Out of the Top 10 Free Apps I tried four of them and use two regularly. Neither iBooks of USA Today for iPad were keepers. iBooks is nice and may see a return but at this point I’m sticking with the Kindle app. The two I use are both Video related. The Netflix App gets regular use and until it appeared I wasn’t a regular consumer of Netflix streaming despite my subscription. The ABC Player app gets limited use and I could live without it.
The bottom line is my usage doesn’t seem to fall in line with the popular apps, so what do I use?
Lose It! is really an iPhone/iPod Touch app that I’ve moved to my iPad. It’s a calorie counter and gets daily use.
LastPass and 1Password are both password tracking/security apps. Lastpass is a cross-platform web service and the iPhone app complements the service. 1Password is a iPad app and is more functional on the iPad than LastPass but is more Mac specific 9at least until the Windows version leaves beta).
Mint.com, still a iPhone app, complements the web service that I use for financial management so it gets regular use.
NetNewsWire is my RSS reader and since the iPad I’ve been doing most of my RSS consumption on the iPad. NetNewsWire can send articles to Instapaper. Which brings up Instapaper as one of my Favorites. Many web pages end up there for later reading.
Despite the iPad being promoted as the savior of print media only one traditional newspaper app has caught my attention. And that was the Financial Times app. It’s free through July (there’s a sponsor) but it’s the one media app that may be worth subscribing to. The USA Today app was better than I expected, but like USA Today I wasn’t drawn to it. I had been a regular reader of the New York Times website but their iPad app hasn’t been a regular for me. I go through phases with the NPR app. Some weeks it’s used regularly and then it may be ignored for a couple weeks.
Then there’s the utility apps which I would consider my favorites for their genre. I like Twitterrific as my Twitter client, Weatherbug is my weather app and PCalc is a fine calculator and convertor.
Then there are a couple iPad apps which made their desktop counterparts more useful. Bento is a big one for me. I find it easier to create the databases on my Mac but like having the data on the iPad. It’s also handy to be able to add or edit records. I add the Kindle App to this. It’s nice to have access to my Kindle books whenever I have the iPad.
I’ve been a user of the Dropbox service at the free level. The Dropbox iPad app put me over the top and I became a paid Dropbox subscriber. Evernote should be one of my favorite iPad apps but it’s been buggy for me and I’ve tired of hunting down the bad record to delete it and then re-installing Evernote. The Dropbox iPad app increased my Dropbox usage while the Evernote iPad app is driving me away.
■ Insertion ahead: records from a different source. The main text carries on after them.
PR #3814, opened 2024-08-30
feat(github): set a custom file name for GitHub Workflow files

### LINKED ISSUE #3811: Feature request: Allow setting a different file name vs name for github workflows
Following GithubWorkflow component will generate

```ts
new GithubWorkflow(github, 'This is a workflow name');
```
a file named `this is a workflow name.yml` with the following content.

```yaml
name: This is a workflow name
```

There is one iPad app that’s iPad only for me and a daily user. I guess I’d have to call it my favorite, it’s simply called ToDo for iPad.
Alright, now that I’ve gone through the list let’s see if I can come up with my five favorite:
ToDo for iPad – I use it daily and it’s the first ToDo app I’ve been able to integrate into my daily workflow. It’s not perfect, but little in life is.
Instapaper – The iPad has become my favorite way of reading anything shorter than a book. Instapaper gets a lot more use now since I’m not tied to using it at my computer.
GoodReader – This makes the list because it’s so functional and I do use it a lot. I find the UI a bit annoying at times.
Bento – I foresee increased use of this app and suspect it will be one or two on this list in six months.
Dropbox & Netflix – I tied these at number five because it’s not so much the iPad app that’s a favorite, but he iPad app makes their service so much more valuable to me.
Are there any of your favorites that should be on my list?